To see that De Bruijn sequences always exist (and how to find them), we first make some observations:
- At any point, we have a state, which are the n-1 digits previously inserted (the "memory").
- We then make k different choices, each giving us a code. Put differently: at each point (after initializing with n-1 digits), we have n-1 digits in state and we choose one more digit (k choices) to obtain a new code of length n.
- To get a code, say 1234, there is in fact only one way to reach it: from the state 123, and adding the digit 4.

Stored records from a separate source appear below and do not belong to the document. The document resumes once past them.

PR #497, opened 2024-08-20
feat: add access-identity to auth-server.yaml

desimmons:

This PR is a proposal for a new grant type: `access-identity`

## Context

As part of the [Open Payments community call](https://docs.google.com/document/d/1b3caT7lWAaTA-rZMI3YTDBgInGWVa7JtMuO17vG84kg/edit?usp=sharing), the need for a user-authentication grant was identified by two participants. One of the actions from the latest call was to create proposals. This is one such proposal.

## TODO

- [ ] Update `resource-server.yaml`
- [ ] Create basic example docs

### DIFF
--- a/openapi/auth-server.yaml
+++ b/openapi/auth-server.yaml
@@ -313,6 +313,7 @@ components:
         - $ref: '#/components/schemas/access-incoming'
         - $ref: '#/components/schemas/access-outgoing'
         - $ref: '#/components/schemas/access-quote'
+        - $ref: '#/components/schemas/access-identity'
       description: The access associated with the access token is described using objects that each contain multiple dimensions of access.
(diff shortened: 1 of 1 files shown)


openapi/auth-server.yaml
```diff
@@ -375,6 +376,27 @@ components:
         - type
         - actions
         - identifier
+    access-identity:
```
raducristianpopa, line 379: Based on the discussion from the Open Payments Community call, this would also require an additional property that will need to be provided - the user wallet address. This way, the wallet provider can validate if the connected user (on their side) is the owner of the wallet address when the user is redirected to the IdP page.

melissahenderson:
Subject-based grant updates care for this issue. Closing.

PR #498, opened 2024-08-23
feat: add `estimatedExchangeRate` property to quote response

### LINKED ISSUE #491: Return `estimatedExchangeRate` for quotes
## Context

Originally from @raducristianpopa particularly in the WM context, there is no good way to determine what is the minimum debitAmount for a quote that will satisfy at least a minimum one unit of value for the receiving wallet address:

> What would be the best way to check what is the minimum amount that can be sent in a cross-currency scenario - debitAmount?
When sending from USD to EUR, in most cases $0.01 is not going to equal 0.01EUR. 
I thought about using receiveAmount but this will not work - the grant will need the limits in the receiver’s asset.
Probe through quoting -  create quotes until one is created successfully? - For WM this will lead to some delays in the flow
Probe through quoting with an exponential increase for the amount?
If the sender’s asset is ZAR and the receiver’s asset is USD we will probably have to make around 16-18 quote requests (depends on the exchange rate as well):
0.01 ZAR = 0.00… USD
0.19 ZAR = 0.01 USD
In the example above, the extension will have to make 18 quote requests until it reaches an amount that can be represented in USD.

What we came up with in the Open Payments catch up call is to expose an `estimatedExchangeRate` on the quote POST & GET response.

## Todos
- [ ] Update the resource server spec to include an optional `estimatedExchangeRate: number` in the quote

raducristianpopa:

- Closes #491

### DIFF
--- a/openapi/resource-server.yaml
+++ b/openapi/resource-server.yaml
@@ -1193,6 +1193,10 @@ components:
           description: "The total amount that should be deducted from the sender's account when the corresponding outgoing payment has been paid. "
         method:
           $ref: '#/components/schemas/payment-method'
+        estimatedExchangeRate:
+          type: number 
+          description: 'Estimated probed exchange rate over the path (ILP specific).'
+          readOnly: true
         expiresAt:
           type: string
           description: The date and time when the calculated `debitAmount` is no longer valid.
--- a/openapi/resource-server.yaml
+++ b/openapi/resource-server.yaml
@@ -1194,7 +1194,7 @@ components:
         method:
           $ref: '#/components/schemas/payment-method'
         estimatedExchangeRate:
-          type: number 
+          type: number
           description: 'Estimated probed exchange rate over the path (ILP specific).'
           readOnly: true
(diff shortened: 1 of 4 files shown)


openapi/resource-server.yaml
```diff
@@ -1193,6 +1193,10 @@ components:
           description: "The total amount that should be deducted from the sender's account when the corresponding outgoing payment has been paid. "
         method:
           $ref: '#/components/schemas/payment-method'
+        estimatedExchangeRate:
+          type: number 
+          description: 'Estimated probed exchange rate over the path (ILP specific).'
+          readOnly: true
```
raducristianpopa, line 1199: How will the `estimatedExchangeRate` be returned in this case? IIRC it should take into consideration exchange rate and fees (if they exist). Will this be computed in the RS and returned as a ready to use value for the consumer?

mkurapov:
@raducristianpopa closing in favour of the `minSendAmount` feature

We can picture this process in a graph, where the nodes represent states, and the links represent codes. Thus, note that attempts to try a code are on the links (edges), not nodes (vertices). Below you can see such a graph for k=2 (only binary digits) and n=4 (all codes are composed for four binary digits). The correct code might thus be e.g. 1001 or 0111.
Clearly, the question is now: can we traverse this graph in a way that passes each link once and only once? Note that we may be in the same state multiple times. In fact this is always necessary: to try both 0000 and 0001, we need to be in the state 000 first. However, we don't want to try any code more than once, so each link should only be visited once. This is known as a Eulerian path (or cycle, if we finish at the same node as we started). Now, each node in the graph will have exactly k links going out and k links going in (k=2 in the depicted graph), since there are k digits to choose from in each state, and k ways to throw away a digit to obtain the state. For example, in the graph above, there are two ways out of the state 000: by adding another 0, or by adding a 1. This corresponds to trying code 0000 and 0001. There are also two ways to reach 000: from 0000, and from 1000, as we throw away the left most digit (oldest digit).
Since there are equally many links pointing in and out (namely, k), we can be sure there is an Eulerian cycle, so our problem is indeed always solvable! In fact, all solutions are given precisely by all Eulerian cycles, so any algorithm to find cycles will do (Hierholzer's algorithm is not only an efficient and intuitive way of finding such cycles, but also provides a proof of existence).
Cracking suitcases is similar (k=10, n=3), except that we can now rotate each wheel independently. Thus, in one "click" we can go from 000 to 001, 010, 100, 009, 090, and 900. These six "next codes" corresponding to rotate one of the three wheels one step "up" or "down" (to their adjacent values). If we were to depict the solutions as a graph, where each node again corresponds to state and links to solutions, we have an important difference: the state is now the previous solution (we don't throw away any digits). From each state there are 6 links going out, and in fact, all these links are also going in, since we can always turn the wheel back one step. Thus we may consider the undirected graph where each node has 6 links, and, since every node has an even degree, it is guaranteed that an Eulerian cycle exists.
Note that the "obvious" solution of enumerating does not work: 000, 001, 002, 003, ... 008, 009 is fine, but going from 009 to 010 requires two switches: turning the least significant 9 to 0, and the middle 0 to 1.
In this manner, we only need to rotate the "wheels" a total of 1000 times, as each rotation tries a new code (and there are precisely 1000 codes, namely 000 to 999).